According to the Minneapolis Area Association of Realtors’ annual report, Minneapolis home prices are not keeping up with the rest of the metro. Over the past couple of years, we’ve seen the popularity of the urban core subside as buyers opted for more square-footage, work from home space to accommodate the hybrid-work model that’s clearly here to stay, and less of a need for proximity to a downtown.
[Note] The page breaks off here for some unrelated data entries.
PR #350, opened 2024-06-07
feat(admin): Add protocol deregistration

KirilMihaylov:


platform/contracts/admin/src/endpoints.rs
```diff
@@ -209,7 +212,7 @@ pub fn query(deps: Deps<'_>, env: Env, msg: QueryMsg) -> ContractResult<Binary>
 
             let addr = deps.api.addr_humanize(&canonical_addr)?;
 
-            sdk::cosmwasm_std::to_json_binary(&addr).map_err(From::from)
+            to_json_binary(&addr).map_err(From::from)
```
gmanev7, line 215:
```suggestion
            cosmwasm_std::to_json_binary(&addr).map_err(From::from)
```

gmanev7: following the practice of referring functions by their package

platform/contracts/admin/src/endpoints.rs
```diff
@@ -273,6 +276,24 @@ fn register_protocol(
...
+) -> ContractResult<CwResponse> {
+    for name in state_contracts::protocols(storage)? {
+        let protocol = state_contracts::load_protocol(storage, name.clone())?.contracts;
+
+        if protocol.leaser == sender {
+            return Ok(response::response_only_messages(
+                protocol.migrate_standalone(migration_spec),
+            ));
+        }
+    }
```
gmanev7, line 292: I would suggest you refactor this in a functional style, a.k.a `findmap`
After all most of the other code, at least the recently modified, follows that style

gmanev7 (commented):
Overall looks good to me! Thanks for refactoring some aspects of the code .. and adding more abstractions. 
A few suggestions follow.

platform/contracts/admin/src/endpoints.rs
KirilMihaylov: That's a good idea. At first I searched for a `try_find` kind of method but I might have seen it in third-party packages extending iterators. I didn't think of `find_map`. Thanks!

platform/contracts/admin/src/endpoints.rs
KirilMihaylov: I was it was imported and didn't give it a second thought. Corrected now.

platform/contracts/admin/src/endpoints.rs
```diff
@@ -282,17 +282,21 @@ fn deregister_protocol(
...
+            match state_contracts::load_protocol(storage, name.clone())
+                .map(|protocol| protocol.contracts)
+            {
+                Ok(protocol) => (protocol.leaser == sender).then(|| {
+                    Ok(response::response_only_messages(
+                        protocol.migrate_standalone(migration_spec),
+                    ))
+                }),
+                Err(error) => Some(Err(error)),
+            }
```
gmanev7, line 297: I believe `.map_err(...).map(...)` would be more concise than `match`

gmanev7 (approved):

PR #355, opened 2024-06-17
fix(admin): Add expected void release label

KirilMihaylov:


platform/packages/versioning/src/release.rs
```diff
@@ -12,6 +12,12 @@ use super::{Version, VersionSegment};
 #[serde(transparent)]
 pub struct ReleaseLabel(String);
 
+impl ReleaseLabel {
+    pub fn void() -> Self {
+        Self("void".into())
```
gmanev7, line 17: please define "void" as a constant, similar to the way we do for "RELEASE_LABEL_DEV"

platform/packages/versioning/src/release.rs
```diff
@@ -12,6 +12,12 @@ use super::{Version, VersionSegment};
 #[serde(transparent)]
 pub struct ReleaseLabel(String);
 
+impl ReleaseLabel {
+    pub fn void() -> Self {
```
gmanev7, line 16: please make it consistent with `fn label()`

gmanev7 (approved):

PR #358, opened 2024-06-17
refactor(versioning): use factory member fn-s

gmanev7:


platform/packages/versioning/src/release.rs
```diff
@@ -21,7 +21,15 @@ impl ReleaseLabel {
...
-    const VOID_CONTRACT: &'static str = "void-contract";
+    const VOID_RELEASE: &'static str = "void-release";
+
+    pub fn label() -> Self {
+        Self(Self::RELEASE_LABEL.into())
+    }
+
+    pub fn void() -> Self {
+        Self(Self::VOID_RELEASE.into())
+    }
```
KirilMihaylov, line 32:
```suggestion
    pub fn void() -> Self {
        Self(Self::VOID_RELEASE.into())
    }

    pub(crate) fn label() -> Self {
        Self(Self::RELEASE_LABEL.into())
    }
```

KirilMihaylov (changes requested):

KirilMihaylov (approved):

It turns out that trend is continuing as we saw the median sale prices in the central part of Minneapolis fall by 4.5% in 2022. Minneapolis is not undesirable though, with median sale prices still up 21% over the past five years and 1.6% in 2022. But they are failing to keep pace with the larger metro area, where the median sales prices increased by 7.4% in 2022.
Huber Engineered Woods, a North-Carolina based, has pulled the plug on the massive $440 million mill project just days after a state court ordered the city of Cohasset to reconsider its environmental review of the project. When plans to build the mill in Cohasset were announced in 2021, it was celebrated by legislators on both sides of the isle, including Governor Walz. The project would provide over 100 job opportunities in northeastern Minnesota and provide a bump to Minnesota’s dwindling forest products industry. The 750,000 square foot facility was scheduled to break ground in the spring of 2022 but has run into roadblock after roadblock, even after receiving over $50 million in incentives from the state Legislature and two state agencies, Iron Range Resources and Rehabilitation and Employment and Economic Development. “Due to delays that jeopardize our ability to meet product demand deadlines, we will pursue development of our sixth mill in another state,” said Huber Engineered Woods President Brian Carlson in a statement. A cautionary tale as Minnesota makes it more and more difficult to move new projects like this forward due to an excess of regulatory burdens and backstops. “Whether it be local, state, or federal compliance, it is too hard to permit a project,” Congressman Pete Stauber told MPR.